* [ABOUT THIS EXERCISE]: State the number of lines in the material below that have "exception" in them, without any other text.

* [EXTRACTED RECORDS]:
Issue #766, opened 2021-12-15
Azure CI is flaking when installing azure cli


jsturtevant:
**What steps did you take and what happened:**
[A clear and concise description on how to REPRODUCE the bug.]

This time it was the ubuntu error  
```
0;32m    sig-ubuntu-1804-gen2: fatal: [default]: FAILED! => {"changed": false, "cmd": ["/usr/bin/pip3", "install", "azure-cli"], "msg": "stdout: Collecting azure-cli\n  Downloading https://files.pythonhosted.org/packages/ba/5a
If you are seeing an error here please try the following to\n            s
uccessfully install cryptography:\n    \n           
 Upgrade to the latest pip and try again. This will fix errors for most\n    
```

Doesn't seem to occur every time.

See https://prow.k8s.io/view/gs/kubernetes-jenkins/pr-logs/pull/kubernetes-sigs_image-builder/762/pull-azure-sigs/1471216005047914496 for full logs

**What did you expect to happen:**

**Anything else you would like to add:**
[Miscellaneous information that will assist in solving the issue.]

Looks like it is this line: 

https://github.com/kubernetes-sigs/image-builder/blob/master/images/capi/ansible/roles/providers/tasks/debian.yml#L17

**Environment:**

Project ([Image Builder for Cluster API](https://github.com/kubernetes-sigs/image-builder/tree/master/images/capi), [kube-deploy/imagebuilder](https://github.com/kubernetes-sigs/image-builder/tree/master/images/kube-deploy/imagebuilder), [konfigadm](https://github.com/kubernetes-sigs/image-builder/tree/master/images/konfigadm)):

Additional info for Image Builder for Cluster API related issues:

- OS (e.g. from `/etc/os-release`, or `cmd /c ver`):
- Packer Version:
- Packer Provider:
- Ansible Version: 
- Cluster-api version (if using):
- Kubernetes version: (use `kubectl version`):

/kind bug
[One or more /area label. See https://github.com/kubernetes-sigs/cluster-api/labels?q=area for the list of labels]

jsturtevant:
This looks like it is an issue with the pip version on the host: https://docs.ansible.com/ansible/latest/collections/ansible/builtin/pip_module.html

>  Although it executes using the Ansible Python interpreter, the pip module shells out to run the actual pip command, so it can use any pip version you specify with executable. By default, it uses the pip version for the Ansible Python interpreter. For example, pip3 on python 3, and pip2 or pip on python 2.
[...]

PR #781, opened 2022-01-17
[ansible][windows] Add `ExtendVolumesPlugin` cloubase-init plugin

ionutbalutoiu:
### What this PR does / why we need it:

The official capi Windows marketplace image from the `cncf-upstream:capi`
are generated without this plugin, and the images have a 30GB system
root partition disk. Using a flavor with a bigger OS disk will not extend the
root system partition, unless manually extended.

The [ExtendVolumesPlugin](https://cloudbase-init.readthedocs.io/en/latest/plugins.html#cloudbaseinit.plugins.windows.extendvolumes.ExtendVolumesPlugin) plugin is required to extend the root system
partition to the maximum size, by the cloudbase-init.

### DIFF
--- a/images/capi/ansible/windows/roles/cloudbase-init/templates/cloudbase-init.conf
+++ b/images/capi/ansible/windows/roles/cloudbase-init/templates/cloudbase-init.conf
@@ -33,5 +33,6 @@ netbios_host_name_compatibility={{ netbios_host_name_compatibility }}
 metadata_services={{ cloudbase_metadata_services }}
 plugins=cloudbaseinit.plugins.windows.createuser.CreateUserPlugin, 
         cloudbaseinit.plugins.common.setuserpassword.SetUserPasswordPlugin, 
+        cloudbaseinit.plugins.windows.extendvolumes.ExtendVolumesPlugin,
         cloudbaseinit.plugins.common.userdata.UserDataPlugin,
         {{ cloudbase_plugins }}


jsturtevant:
Was there a failure happening do to this?

Will this plugin work across all the providers (ami, azure, ova) or is provider specific? If it works across providers this should be a fine place to put it otherwise we can add it to the providers that require it.

/ok-to-test

jsturtevant:
The ova failure is known is being worked on.  It is not blocking

ionutbalutoiu:
> Was there a failure happening do to this?
> 
> 
> 
> Will this plugin work across all the providers (ami, azure, ova) or is provider specific? If it works across providers this should be a fine place to put it otherwise we can add it to the packer configuration for providers that require it.
> 
> 
> 
> /ok-to-test

Hello, James!

We started using the upstream capi Windows images in the K8s Flannel CNI CAPZ-based CI.

In the CI, we pre-pull all the container images for the conformance tests. Due to the root partition disk being 30GB, the disk will fill up quickly, leading to "out of space" errors.

Currently, we have a "preKubeadm" command to extend the partition to maximum size. So, nothing is blocking.

However, I feel that anyone using the public capi Windows images with bigger workloads, will be required to add the same "preKubeadm" command. Otherwise, they'll hit the same issue.

In my opinion, the cloudbase-init plugin usage is a more elegant solution.

Also, the plugin works on any provider.

jsturtevant:
flake was https://github.com/kubernetes-sigs/image-builder/issues/766
/retest

PR #799, opened 2022-02-10
Add option to compress capi/qemu images

apricote:

Adds two options to the capi qemu packer configuration:

- [discard:unmap](https://www.packer.io/plugins/builders/qemu#disk_discard)
- [Compression](https://www.packer.io/plugins/builders/qemu#disk_compression)

`disk_compression` option is set to the packer default, while `disk_discard` was set to `unmap`, this only breaks in really old versions of qemu (~2014).

When both are set, the resulting qcow2 image is reduced in size by ~50%, see this comparison from the current `master` branch build (e2738129b35fec82d55a3172aeb9c07bae8c856f, kube v1.20.10):

```json
{
  "disk_compression": "true",
  "disk_discard": "unmap"
}
```

- Without Options (current): `3.7G` (baseline)
- With Options:  `1.6G` (- 57%)


kkeshavamurthy:
/ok-to-test

Any reason why both the options should not be turned ON by default?
I do not work with qemu/raw images to know :)

apricote:
/assign @mdbooth

Assigning you as per https://github.com/kubernetes-sigs/image-builder/pull/799#issuecomment-1035013841

mdbooth:
/lgtm

Agree that compression should not be a default option due to the runtime cost. However, I think discard=unmap could just be a default. The only reason I can think of not to do this would be for support of extremely old versions of qemu, but I think they'd have to be older than 2014 so I think we can move on now.

apricote:
> Agree that compression should not be a default option due to the runtime cost. However, I think discard=unmap could just be a default. The only reason I can think of not to do this would be for support of extremely old versions of qemu, but I think they'd have to be older than 2014 so I think we can move on now.

Sounds good to me @mdbooth. If no one objects, I will push an update soon

PR #813, opened 2022-02-22
Modify permission of SSH folder

### LINKED ISSUE #815: Win32-OpenSSH is not abled to be connected

image-builder is supporting `ssh_source_url` to install external ssh server for windows image build, but it does not work for windows server 2019 because it does not set the  correct permission on the ssh folder `C:\Program Files\OpenSSH`, so we are not able to ssh to the windows node.

SSH works.

**Environment:**

- OS (e.g. from `/etc/os-release`, or `cmd /c ver`): windows server 2019
- Packer Version:
- Packer Provider:
- Ansible Version: 

/kind bug

hxietkg:
SSH is installed in folder 'C:\Program Files\OpenSSH', according to
wiki from Win32-OpenSSH:
   https://github.com/PowerShell/Win32-OpenSSH/wiki/Install-Win32-OpenSSH
so we need the folder has correct permission set.

SSH server does not work

Which issue(s) this PR fixes (optional, in fixes #<issue number>(, fixes #<issue_number>, ...) format, will close the issue(s) when PR gets merged): Fixes #815

**Additional context**

### DIFF
--- a/images/capi/ansible/windows/roles/systemprep/tasks/ssh-archive.yml
+++ b/images/capi/ansible/windows/roles/systemprep/tasks/ssh-archive.yml
@@ -20,6 +20,36 @@
     - '{{ programfiles.stdout | trim }}\OpenSSH'
     - '{{ alluserprofile.stdout | trim }}\ssh'
 
+# Win32-OpenSSH requires SYSTEM and Administrator groups having Write
+# permissions on directory 'C:\Program Files\OpenSSH', authenticated
+# users having only Read and Execute permissions on it, see:
+#   https://github.com/PowerShell/Win32-OpenSSH/wiki/Install-Win32-OpenSSH
+#
+#   "Make sure binary location has the Write permissions to just to SYSTEM,
+#   Administrator groups. Authenticated users should and only have Read and
+#   Execute."
+#
+# Folder 'C:\Program Files\OpenSSH' inherits users and permissions from its
+# parent folder when it is created, by default, SYSTEM and Administrator
+# already have Write permissions on it, the only exception is the inherited
+# user BUILTIN\Users has ReadAndExecute permission but only authenticated
+# users are allowed to have such permission, this prevent us from connecting
+# to the sshd server, just remove it.
+- name: Disable inheritance of OpenSSH directory
+  win_acl_inheritance:
+    path: '{{ programfiles.stdout | trim }}\OpenSSH'
+    state: absent
+    reorganize: yes
+- name: Remove permission for Users
+  win_acl:
+    path: '{{ programfiles.stdout | trim }}\OpenSSH'
+    user: BUILTIN\Users
+    rights: ReadAndExecute,Synchronize
+    type: allow
+    state: absent
+    inherit: 'None'
+    propagation: 'None'
+
 - name: Download OpenSSH Archive
   win_get_url:
     url: '{{ ssh_source_url }}'
@@ -41,4 +71,3 @@
     Get-ChildItem -Path "{{ tempdir.stdout | trim }}\OpenSSH-Win64\*" -Recurse | Move-Item -Destination "{{ programfiles.stdout | trim }}\OpenSSH"
     Get-ChildItem -Path "{{ programfiles.stdout | trim }}\OpenSSH" | Unblock-File
     & 'C:\Program Files\OpenSSH\install-sshd.ps1'
-    
--- a/images/capi/hack/generate-goss-specs.py
+++ b/images/capi/hack/generate-goss-specs.py
@@ -43,7 +43,8 @@ def generate_goss(provider, system, versions, runtime, dryrun=False, save=False)
             'kubernetes_cni_rpm_version': versions['cni_rpm'],
             'kubernetes_cni_source_type': 'pkg',
             'runtime': runtime,
-            'pause_image': versions['pause']}
+            'pause_image': versions['pause'],
+            'ssh_source_url': versions['ssh_url']}
 
 
     # Build command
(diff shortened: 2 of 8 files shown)


hxietkg:
@jayunit100 @perithompson

jayunit100:
thanks hongsheng
 can you file a bug that this fixes ?

codenrhoden:
/assign @jsturtevant 

Just a drive-by comment here - if the permission are wrong, why would this step be optional? If they are sometimes wrong (maybe it depends on OS versoin? OpenSSH version?), wouldn't we still want the task to always ensure the perms are correct? I wasn't expecting to see a new boolean flag that controls whether or not to change it. Seems like an always things to me (but again, no first-hand experience).

hxietkg:
> /assign @jsturtevant
> 
> Just a drive-by comment here - if the permission are wrong, why would this step be optional? If they are sometimes wrong (maybe it depends on OS versoin? OpenSSH version?), wouldn't we still want the task to always ensure the perms are correct? I wasn't expecting to see a new boolean flag that controls whether or not to change it. Seems like an always things to me (but again, no first-hand experience).

Thanks for your comment, image-builder supports many version of windows, e.g. 2004, 2019 and 2022, the version I am using is 2019, I did run test on the other versions, so I am not sure whether it works for them, can we keep the boolean flag optional until all the versions are verified?

images/capi/ansible/windows/roles/systemprep/tasks/ssh-archive.yml
```diff
@@ -20,6 +20,18 @@
...
 
+- name: Modify permission of OpenSSH directory
+  win_shell: |
+    $FilePath = "{{ programfiles.stdout | trim }}\OpenSSH"
+    $acl = Get-Acl -Path $FilePath
+    $acl.SetAccessRuleProtection($True, $True)
+    Set-Acl -Path $FilePath -AclObject $acl -Confirm:$false
+    $acl = Get-Acl -Path $FilePath
+    $ace = New-Object System.Security.AccessControl.FileSystemAccessRule("BUILTIN\Users", "ReadAndExecute, Synchronize", "None", "None", "Allow")
+    $acl.RemoveAccessRule($ace)
```
jsturtevant, line 31: Can we build up the requirements here instead of adding all and removing some? It would be easier to avoid a permission slipping by that was already assigned.

From the install notes it looks like it should be:

```
(Make sure binary location has the Write permissions to just to SYSTEM, Administrator groups. Authenticated users should and only have Read and Execute.)
```

jsturtevant (commented):
I agree with @codenrhoden that this should be something that is enabled across all the versions. It is unlikely that behavior has changed. @perithompson has more experience here.

I would also I like to see a goss test add that verifies we have the proper permissions set here: https://github.com/kubernetes-sigs/image-builder/blob/4f73b99cf951941cbfef1b3cbfbbcd89247833d2/images/capi/packer/goss/goss-command.yaml#L70

jayunit100:
talking w/ @hxietkg this issue comes up specifically in an ipv6 environment...

images/capi/ansible/windows/roles/systemprep/tasks/ssh-archive.yml
hxietkg: Folder 'OpenSSH' inherits users and permissions from its parent folder when it is created, so it has always has correct permissions for SYSTEM and Administrators groups, the only exception is BUILTIN/Users, it has wrong permission, let's move it, I updated the comments in the code, please have a look.

hxietkg:
@jsturtevant, @perithompson, @jayunit100, can you please take a look at this PR? thanks!

perithompson:
thanks @hxietkg! good to get more tests in there!
/lgtm

images/capi/packer/goss/goss-command.yaml
```diff
@@ -175,4 +175,23 @@ command:
     stderr: []
     timeout: 30000
 {{end}}
+
+  Check permission of OpenSSH directory for SYSTEM:
+    exec: powershell -command "!(Test-Path 'C:\Program Files\OpenSSH') -or ((Get-Acl 'C:\Program Files\OpenSSH').Access | Where-Object{$_.IdentityReference -eq 'NT AUTHORITY\SYSTEM' -and $_.FileSystemRights -eq 'FullControl'}) -ne $null"
```
jsturtevant, line 180: This works since the folder doesn't exist if installed via the feature.  @perithompson Is there a way with the goss setup to only run this if `ssh_source_url` is set?

hxietkg: > 
I think there is a way, but we need to add ssh_source_url to a config file, I'll try that.

jsturtevant: awesome thanks!

images/capi/hack/generate-goss-specs.py
```diff
@@ -113,6 +115,9 @@ def main():
     docker = read_json_file(os.path.join(root_path, 'packer', 'config', 'windows', 'docker.json'))
     versions['docker'] = docker['docker_ee_version']
 
+    wincommon = read_json_file(os.path.join(root_path, 'packer', 'config', 'windows', 'common.json'))
+    versions['ssh_url'] = wincommon['ssh_source_url']
```
jsturtevant, line 119: looking at this now, it looks like there isn't a better way to do this as there isn't a section for loading arbitrary values.  

This overload the `versions` array to get this working, @codenrhoden is this ok or should we be using a separate array here?  Is this the way to accomplish running validations on various types of setups?

jsturtevant:
Overall this looks good, I am just wondering on the best approach to feed that value to goss.  @codenrhoden could you take a look?

codenrhoden:
> Overall this looks good, I am just wondering on the best approach to feed that value to goss. @codenrhoden could you take a look?

I see what you are saying, @jsturtevant. Right now that does appear to be the best way. I don't see a better one without re-writing it with a method for load arbitrary values.

/lgtm

And sorry I was slow to respond on this one. In my head this was "a Windows PR", so I wasn't looking that closely. Thanks for pinging me again @knabben.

* [ANSWER SPACE]: 2